French lawmakers have approved the bill to make abortion a constitutional right for women in the country.

The parliamentarians, on Monday, voted 780-72, making France the first country in the world to “guarantee the freedom” of women to abortion.

President Emmanuel Macron has been pushing for the enshrining of abortion as a women’s right in the French constitution.

Macron said the new amendment will now allow “the law to determine the conditions by which the freedom of women to have recourse to an abortion is exercised, which is guaranteed.”.

After the voting, the French president was said to have invited members of the French parliament for a special meeting at the Palace of Versailles in Paris.

The bill received massive support from the lower house of the parliament of France’s national assembly in January.

On February 1, some French protesters demonstrated in support of abortion rights during a debate on the draft law on the constitution at the senate in Paris, France’s capital.

BBC reports that about 85 percent of French are in support of the bill despite stern disapproval by right-wingers in parliament.
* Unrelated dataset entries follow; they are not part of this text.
PR #1950, opened 2021-11-09
VZ-4047: Release automation updates

fredtibbitts:
# Description

I added a bool param to the Jenkinsfile that allows us to run the stage 1 release pipeline and have it only create the branch. This can be used when creating a major/minor version branch in advance of actually performing a release.

I also removed the check for "master" so that the subsequent release run won't fail when the branch is created ahead of time.

The create_branch.sh script already handles the case where the release branch already exists, so no changes needed there to support this.

Implements VZ-4047

# Checklist 


release/builds/Jenkinsfile
```diff
@@ -93,8 +94,8 @@ pipeline {
         stage('Pipeline inputs validation') {
             steps {
                 script {
```
agv426, line 96: We should probably add a new check here that the params.CREATE_BRANCH_ONLY is only used from master. If someone sets that on a pipeline from a release-* branch we can detect & fail

agv426 (dismissed):

release/builds/Jenkinsfile
fredtibbitts: Done

agv426 (approved):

Discussions on the constitutional review of abortion rights in France were prompted after the US Supreme Court removed the right to abortion in 2022.

Many people have criticised the relevance of the bill, arguing that it is not a constitutional matter.

Speaking on the bill, Gabriel Attal, French prime minister, said women’s right to abortion has been “in danger and at the mercy of decision makers”.

“I am telling women, within our borders and beyond, the era of a world of hope is starting,” Attal said.

The recent constitutional amendment makes it the 25th review of the document by the parliament.